[Listed records — start]

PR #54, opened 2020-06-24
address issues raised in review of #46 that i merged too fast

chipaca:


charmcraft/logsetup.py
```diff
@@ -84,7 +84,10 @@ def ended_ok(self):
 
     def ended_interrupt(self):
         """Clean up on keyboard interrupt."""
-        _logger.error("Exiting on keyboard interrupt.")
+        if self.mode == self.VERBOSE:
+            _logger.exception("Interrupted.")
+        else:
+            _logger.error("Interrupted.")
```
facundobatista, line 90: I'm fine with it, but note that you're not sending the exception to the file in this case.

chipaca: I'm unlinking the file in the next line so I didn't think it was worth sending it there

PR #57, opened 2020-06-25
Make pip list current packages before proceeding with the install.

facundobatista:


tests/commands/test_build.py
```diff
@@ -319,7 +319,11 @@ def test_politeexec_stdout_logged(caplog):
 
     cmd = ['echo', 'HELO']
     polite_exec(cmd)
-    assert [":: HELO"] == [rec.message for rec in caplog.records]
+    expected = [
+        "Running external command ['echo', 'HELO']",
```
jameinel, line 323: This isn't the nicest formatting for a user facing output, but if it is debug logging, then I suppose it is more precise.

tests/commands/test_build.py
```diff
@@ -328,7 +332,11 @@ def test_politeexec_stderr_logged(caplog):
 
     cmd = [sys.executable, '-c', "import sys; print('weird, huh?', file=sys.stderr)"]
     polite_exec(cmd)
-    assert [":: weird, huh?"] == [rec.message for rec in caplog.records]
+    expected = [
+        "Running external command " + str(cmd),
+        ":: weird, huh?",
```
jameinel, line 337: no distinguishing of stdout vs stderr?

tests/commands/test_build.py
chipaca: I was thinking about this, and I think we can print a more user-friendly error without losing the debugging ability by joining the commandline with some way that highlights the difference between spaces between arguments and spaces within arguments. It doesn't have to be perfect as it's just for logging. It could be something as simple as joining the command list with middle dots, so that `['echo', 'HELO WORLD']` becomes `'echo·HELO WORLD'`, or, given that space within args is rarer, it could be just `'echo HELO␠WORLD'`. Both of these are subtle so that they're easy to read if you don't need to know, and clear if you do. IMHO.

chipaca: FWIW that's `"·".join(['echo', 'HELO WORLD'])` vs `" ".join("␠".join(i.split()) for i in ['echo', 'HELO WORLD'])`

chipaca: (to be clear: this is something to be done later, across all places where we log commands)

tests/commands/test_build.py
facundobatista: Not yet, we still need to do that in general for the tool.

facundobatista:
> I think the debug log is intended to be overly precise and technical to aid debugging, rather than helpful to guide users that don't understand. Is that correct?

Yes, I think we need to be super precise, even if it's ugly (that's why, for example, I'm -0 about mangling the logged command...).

[Listed records — finish]

**What you have to do**
Print, exactly as written, each record in the listing above.

**Response to this task**
PR #54, opened 2020-06-24
address issues raised in review of #46 that i merged too fast

chipaca:


charmcraft/logsetup.py
```diff
@@ -84,7 +84,10 @@ def ended_ok(self):
 
     def ended_interrupt(self):
         """Clean up on keyboard interrupt."""
-        _logger.error("Exiting on keyboard interrupt.")
+        if self.mode == self.VERBOSE:
+            _logger.exception("Interrupted.")
+        else:
+            _logger.error("Interrupted.")
```
facundobatista, line 90: I'm fine with it, but note that you're not sending the exception to the file in this case.

chipaca: I'm unlinking the file in the next line so I didn't think it was worth sending it there

PR #57, opened 2020-06-25
Make pip list current packages before proceeding with the install.

facundobatista:


tests/commands/test_build.py
```diff
@@ -319,7 +319,11 @@ def test_politeexec_stdout_logged(caplog):
 
     cmd = ['echo', 'HELO']
     polite_exec(cmd)
-    assert [":: HELO"] == [rec.message for rec in caplog.records]
+    expected = [
+        "Running external command ['echo', 'HELO']",
```
jameinel, line 323: This isn't the nicest formatting for a user facing output, but if it is debug logging, then I suppose it is more precise.

tests/commands/test_build.py
```diff
@@ -328,7 +332,11 @@ def test_politeexec_stderr_logged(caplog):
 
     cmd = [sys.executable, '-c', "import sys; print('weird, huh?', file=sys.stderr)"]
     polite_exec(cmd)
-    assert [":: weird, huh?"] == [rec.message for rec in caplog.records]
+    expected = [
+        "Running external command " + str(cmd),
+        ":: weird, huh?",
```
jameinel, line 337: no distinguishing of stdout vs stderr?

tests/commands/test_build.py
chipaca: I was thinking about this, and I think we can print a more user-friendly error without losing the debugging ability by joining the commandline with some way that highlights the difference between spaces between arguments and spaces within arguments. It doesn't have to be perfect as it's just for logging. It could be something as simple as joining the command list with middle dots, so that `['echo', 'HELO WORLD']` becomes `'echo·HELO WORLD'`, or, given that space within args is rarer, it could be just `'echo HELO␠WORLD'`. Both of these are subtle so that they're easy to read if you don't need to know, and clear if you do. IMHO.

chipaca: FWIW that's `"·".join(['echo', 'HELO WORLD'])` vs `" ".join("␠".join(i.split()) for i in ['echo', 'HELO WORLD'])`

chipaca: (to be clear: this is something to be done later, across all places where we log commands)

tests/commands/test_build.py
facundobatista: Not yet, we still need to do that in general for the tool.

facundobatista:
> I think the debug log is intended to be overly precise and technical to aid debugging, rather than helpful to guide users that don't understand. Is that correct?

Yes, I think we need to be super precise, even if it's ugly (that's why, for example, I'm -0 about mangling the logged command...).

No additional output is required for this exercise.